PROBLEM TO SOLVE: An exact copy of the listing is what is needed here; write it out in full.

DATA FOR REVIEW:
PR #146, opened 2023-04-26
Create tooltip

stephenjwatkins:
Creates `<Tooltip />`.

- [x] Code complete
- [x] Unit tests
- [x] Component TSDoc written
- [x] Storybook stories and docs
- [x] Specs and documentation up-to-date
- [x] Add changeset

Other:

- Creates storybook `OverlayLayoutDecorator` for stories with overlays
- Forwards ref on button components for attaching overlays
- Fixes storybook breakpoints parsing
- Fixes incompatibility with vitest timers


OskiTheCoder:
haven't looked at the PR yet, but does this need a `Minor` changeset or not since its in pre-release?

stephenjwatkins:
> haven't looked at the PR yet, but does this need a `Minor` changeset or not since its in pre-release?

it does. thanks for catching that. i'm going to make a PR template so i don't keep forgetting things

easy-ui-react/src/Button/utilities.ts
```diff
@@ -17,3 +18,16 @@ export function logWarningIfInvalidColorVariantCombination(
     );
   }
 }
+
+/**
+ * Removes aria-specific props from being applied to button DOM element.
+ */
+export function omitReactAriaSpecificProps(props: object) {
```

RESULT BELOW:
PR #146, opened 2023-04-26
Create tooltip

stephenjwatkins:
Creates `<Tooltip />`.

- [x] Code complete
- [x] Unit tests
- [x] Component TSDoc written
- [x] Storybook stories and docs
- [x] Specs and documentation up-to-date
- [x] Add changeset

Other:

- Creates storybook `OverlayLayoutDecorator` for stories with overlays
- Forwards ref on button components for attaching overlays
- Fixes storybook breakpoints parsing
- Fixes incompatibility with vitest timers


OskiTheCoder:
haven't looked at the PR yet, but does this need a `Minor` changeset or not since its in pre-release?

stephenjwatkins:
> haven't looked at the PR yet, but does this need a `Minor` changeset or not since its in pre-release?

it does. thanks for catching that. i'm going to make a PR template so i don't keep forgetting things

easy-ui-react/src/Button/utilities.ts
```diff
@@ -17,3 +18,16 @@ export function logWarningIfInvalidColorVariantCombination(
     );
   }
 }
+
+/**
+ * Removes aria-specific props from being applied to button DOM element.
+ */
+export function omitReactAriaSpecificProps(props: object) {
```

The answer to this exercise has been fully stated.